At the feed mill here where i buy dog food (for my dogs) they have some sort of bagged catfish food ive been thinking about trying out for my P's it comes in 50 pound bags. Ive already given my P's catfish blood bait which they love as a treat


----------



## Stugge (Jul 27, 2003)

uhmmmm get a cat or a dog


----------



## tweaked (Aug 3, 2003)

uhmmmm get a cat or a dog

Strugge ... you are an idiot.







What kind of sick person are you to suggest feeding cat's and dog's.

As for the dog food having too much fat content ... TetraMin Flakes has about 8% fat content.
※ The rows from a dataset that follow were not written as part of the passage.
PR #867, opened 2026-08-04
Improve source read efficiency and model compatibility

anandh8x:
## What changed

- add bounded compact source reads with safe Go fragment parsing and conservative fallback behavior
- standardize the model-facing `read_file` contract on `path`, `offset`, and `limit`
- retain legacy line and byte arguments internally, with mixed legacy calls preferring the line range instead of failing
- expose one case-sensitivity argument for `grep`
- make compact source reading available up front and clarify when exact reads and plans are appropriate
- add regression coverage for canonical ranges, mixed legacy arguments, schema exposure, and Go fragments

## Why

The previous `read_file` schema exposed overlapping line and byte pagination systems. Some models combined both systems in one request, producing deterministic argument failures and repeated retries until the loop guard stopped the run. The canonical contract removes that ambiguity while preserving compatibility for existing callers.

## GPT-5.5 benchmark

Identical read-only inspection prompt against the Zero source tree:

| Build | Time | Tokens | Result |
| --- | ---: | ---: | --- |
| Before | 40.3s | 10,859 | stopped after six invalid `read_file` calls |
| After | 19.4s | 13,219 | completed with one search, two successful reads, and no plan calls |

The pre-change token total is lower only because the task halted without producing the requested answer; the primary measured improvement is successful completion without the invalid-call loop.

## Validation

- `make fmt-check`
- `go vet ./...`
- `go test ./...` with an isolated empty user config root
- `make lint-static`
- `make vulncheck`
- `git diff HEAD --check`

## Summary by CodeRabbit

* **New Features**
  * Added `offset`/`limit` line-range selection for standard and minified source reading.
  * Improved Go minification for standalone and context-aware fragments, including safer handling of partial code.
* **Bug Fixes**
  * Updated truncation and out-of-range guidance with clearer range terminology.
  * Refined tool option documentation and behavior for more consistent usage.
* **Documentation**
  * Clarified when planning is needed and standardized source-exploration guidance.
* **Tests**
  * Expanded coverage for ranged reads, minification edge cases, and validation scenarios.

### DIFF
--- a/internal/agent/system_prompt.md
+++ b/internal/agent/system_prompt.md
@@ -30,11 +30,13 @@ work.
    read-before-edit discipline: inspect the target file and nearby callers,
    tests, or config before you modify behavior. Never edit a file you have not
    read.
-2. **Plan.** For multi-step work, call update_plan with an ordered checklist and
-   keep it current at meaningful milestones. Mark completed work and the next
-   in-progress step together when practical; do not spend separate model turns
-   updating the plan after every file or command. Keep at most one item
-   in_progress. Skip the plan for trivial one-step tasks.
+2. **Plan.** Use update_plan for implementation or investigation that has at
+   least three meaningful dependent steps, then keep it current at milestones.
+   Mark completed work and the next in-progress step together when practical;
+   do not spend separate turns updating it after every file or command. Keep at
+   most one item in_progress. Skip plans for simple lookups, explanations, code
+   navigation, and other short tasks. Never create a plan after the work is
+   already complete merely to describe what you did.
 3. **Implement.** Make focused changes that match the surrounding code's style,
    naming, and conventions. Prefer the smallest change that fully solves the
    problem. Avoid broad refactors, unrelated rewrites, dependency churn, and
@@ -49,9 +51,13 @@ work.
 ## Editing discipline
 
 - Choose the narrowest tool that safely accomplishes the step. Prefer native
-  file tools - read_file, list_directory, glob, grep, write_file, edit_file,
-  apply_patch - over shelling out to cat/sed/awk/python for file operations.
+  file tools - read_file, read_minified_file, list_directory, glob, grep,
+  write_file, edit_file, apply_patch - over shelling out to
+  cat/sed/awk/python for file operations.
   They are safer, reviewable, and produce clean diffs.
+- Prefer read_minified_file when initially exploring source code; it preserves
+  code while removing comments and redundant whitespace. Use read_file when
+  exact text, comments, or line numbers are needed.
 - Keep edits focused and reviewable. A single patch may update several related
   files when they form one coherent change; do not hide unrelated edits in a
   bulk shell or script rewrite.
--- a/internal/agent/system_prompt_models.go
+++ b/internal/agent/system_prompt_models.go
@@ -71,5 +71,6 @@ const geminiPromptAddendum = `<model_guidance>
   equivalent shell commands; they are safer and produce cleaner diffs.
 - Be concise and concrete. When you run a shell command with side effects, state
   in one short clause why it is needed.
-- Use update_plan for any multi-step task and keep it current.
+- Use update_plan only for work with at least three meaningful dependent steps;
+  skip it for simple lookups and never create one after the work is complete.
 </model_guidance>`
--- a/internal/cli/deferred_wiring_test.go
+++ b/internal/cli/deferred_wiring_test.go
@@ -79,8 +79,8 @@ func TestRegisterToolSearchIfEligibleSkipsWhenThresholdZero(t *testing.T) {
 
 func TestDeferredEligibleCountIncludesOptionalBuiltins(t *testing.T) {
 	registry := newCoreRegistry(t.TempDir())
-	if got := deferredEligibleCount(registry, agent.PermissionModeAuto, nil, nil); got < 3 {
-		t.Fatalf("deferredEligibleCount(core) = %d, want at least 3 optional built-ins", got)
+	if got := deferredEligibleCount(registry, agent.PermissionModeAuto, nil, nil); got < 2 {
+		t.Fatalf("deferredEligibleCount(core) = %d, want at least 2 optional built-ins", got)
 	}
 }
 
--- a/internal/minify/minify.go
+++ b/internal/minify/minify.go
@@ -16,6 +16,7 @@ import (
 	"go/ast"
 	"go/parser"
 	"go/printer"
+	"go/scanner"
 	"go/token"
 	"path/filepath"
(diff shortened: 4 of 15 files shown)


Vasanthdev2004 (changes requested):
Requesting changes: the new `offset`/`limit` pair cannot be used before an edit.

`limit` caps the range [offset, EOF] rather than defining the range, so any interior slice comes back flagged truncated. The registry then skips `RecordSeenRange` and the edit is refused, with a message telling the model to re-read using offset/limit, which is the call that just failed. The `start_line`/`end_line` pair this PR deletes from the schema is the only shape that still works:

```
offset=500 limit=10          truncated=true   reason="limit"   seen=""         edit refused
offset=500 (runs to EOF)     truncated=false                   seen=500-1000   edit ok
start_line=500 end_line=509  truncated=false                   seen=500-509    edit ok
```

1000 line file, driven through `Registry.RunWithOptions`.

Three others, all reproducible:

Ranged Go reads corrupt raw strings. A range that starts inside a raw string literal is parsed as code, so string content is deleted and identifiers are rewritten. `SECRET-MARKER-ONE` comes back as `SECRET - MARKER - ONE`, a line inside the string vanishes, and the header reports a 49% saving. `Fragment`'s own doc says non-Go takes the conservative path because a range may begin inside a multiline string. Go needs the same guard.

Dropping `byte_offset`/`byte_limit` from the schema and from the unseen-file message leaves any file with a line over 128KB unreadable, and so uneditable. The byte path still works, and `file_tracker_largefile_test.go` still asserts it is what makes those files writable again.

Mixing one canonical and one legacy argument silently reads the wrong lines: `{start_line: 5, limit: 2}` returns lines 1 and 2.

Minor: `read_minified_file` with an offset past EOF returns an empty body with status ok, where `read_file` says the offset is past the end.

Vasanthdev2004:
@anandh8x the blocking one is the `offset`/`limit` range, the rest are smaller. `limit` caps [offset, EOF] instead of defining the range, so an interior slice gets flagged truncated, never earns read credit, and the edit after it is refused. A slice that happens to reach EOF passes cleanly, which is why the tests here do not show it.

Two ways out and I would take the first: make `limit` set `endLine` so the read is not flagged truncated at all, or stop treating a limit cut as a byte-budget cut at the point the registry commits the observation. The second one reaches further than this PR needs to.

I have the probe that produced the table in the review, driven through `Registry.RunWithOptions`. Say the word and I will push it as a test on your branch.

anandh8x:
@coderabbitai The latest review found no actionable comments, but the previous changes-requested verdict is still active. Please review the latest commit and clear it if no blockers remain.

gnanam1990 (approved):
## Verdict: Approve

Checked out and exercised. The diagnosis is the strong part: two overlapping pagination systems in one schema is an ambiguity the model resolves by combining them, and the old behaviour answered that with a hard error and a retry loop until the guard stopped the run. Six invalid calls then a dead run is a real cost, and the benchmark showing it complete afterwards is the right evidence for it.

**Compatibility is genuinely preserved, not just claimed.** `byte_offset`/`byte_limit` are still in the schema and still work; the canonical `offset`/`limit` sit alongside rather than replacing them. Conflicting spellings of the same axis (`offset` + `start_line`, `limit` + `end_line`/`max_lines`) still error, which is right — those are the same question asked twice, and picking one would be a guess.

**The mixed line+byte case resolves to lines** (`byteMode := (hasByteOffset || hasByteLimit) && !hasLineRange`), which is the correct choice: the failure being fixed is exactly a model that sent both, and answering something beats failing. `TestReadFileToolMixedLegacyRangesPreferLines` pins it.

`go test ./internal/tools/ ./internal/minify/ ./internal/agent/` green on the branch.

### One inconsistency worth a follow-up, not blocking

This file already establishes the principle, in its own words at `read_file.go:208`:

> The recovery is surfaced in the output (rangeNote) so it is never silent

The `end_line < start_line` recovery follows it and emits a note. The new byte-args-ignored recovery does not — a caller that asked for a byte range gets a line range with nothing saying its byte arguments were dropped. Same class of recovery, one discloses and one does not.

I am not blocking on it for one reason: the output is line-numbered (`2 | beta`), so a byte read and a line read are visually distinguishable, and a model can tell what it got. That makes this a clarity gap rather than a correctness one. Still, a one-line note in the same shape as `rangeNote` would close it and keep the file consistent with the rule it states about itself.

### Unrelated, for the record

`TestRunDoctorFormatsRedactedProviderDiagnostics` and `TestRunDoctorConnectivityProbesProvider` fail on this branch — and I verified they fail identically on pristine `origin/main`, so they are pre-existing and not yours. Worth someone filing separately; they will keep showing up in every reviewer's local run until then.

anandh8x:
@coderabbitai The latest review found no actionable comments and confirmed the previous blocker is fixed. Please clear the stale changes-requested review and approve the latest commit if no issues remain.

Vasanthdev2004 (approved):
Approving. All four are fixed, and I re-ran the same probes that found them rather than reading the diff.

The blocking one, an interior `offset`/`limit` read earning no read-before-edit credit, is gone: on a 1000-line file `offset=500 limit=10` now comes back `truncated=false` with `seen_lines=500-509` and the follow-up edit succeeds. It used to be `truncated=true`, `reason="limit"`, empty `seen_lines`, edit refused.

The other three as well. Mixing argument families no longer reads the wrong lines: `start_line`+`limit` and `offset`+`end_line` both return 5-6 now, where they gave 1-2 and 5-8. Byte mode is back in the schema (`[offset limit byte_offset byte_limit path]`), so a file with a line past the read budget is reachable again. And a ranged Go read starting inside a raw string keeps its content: `SECRET-MARKER-ONE` survives intact instead of arriving as `SECRET - MARKER - ONE`, and the line that looked like a comment is no longer deleted.

`internal/tools` and `internal/minify` both pass, build and vet clean.

One note for whoever merges rather than for you: this branch carries a merge of main from earlier today, so the diff reads larger than the change.

Vasanthdev2004:
@anandh8x approved. All four are fixed and I re-ran the probes that found them rather than reading the diff, so this is verified rather than assumed.

`mergeStateStatus` is CLEAN, and human approvals are @gnanam1990 and me. If the ruleset wants a third human you will need @jatmn, otherwise it is ready to go.

The one I care most about is the interior range: `offset=500 limit=10` now returns `seen_lines=500-509` with the edit succeeding, where before it was flagged truncated and the follow-up edit was refused. That was the whole reason I blocked, and it is properly gone rather than worked around.

Thanks for taking the raw-string one seriously too. That was the quietest of the four and the one most likely to have shipped unnoticed, since it corrupted content while reporting a successful compaction.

Anyways ... I think that it's time to CLOSE this topic.


----------



## FeederFish33 (Jan 22, 2003)

tweaked, ur the idiot. this whole post youve just been talkin sh*t to everyone. Well guess what? just because your fish are alive (luckily for you) doesnt mean they are healthy. Dog food was made for dogs and specifically for dogs, if it were meant to be fed to piranhas they would call it piranha food. And whoever said cat food would swell up in the fishs stomach is right because I am good friends with a guy with a huge pond with bass, hybrid stripers, and catfish and he lost over 30 fish to people throwing cat food in there. Also, I think you should post a pic of your fish so we can see the amazing color they have from all your shitty food!! If you cant afford to feed your piranhas some decent and healthy food then you shouldnt have piranhas. Biotch.


----------



## FeederFish33 (Jan 22, 2003)

and i dont think Stugge was talking about feeding your fish a cat or dog, he was talking about getting a cat or dog to feed your shitting dog food to. God, you are stupid.


----------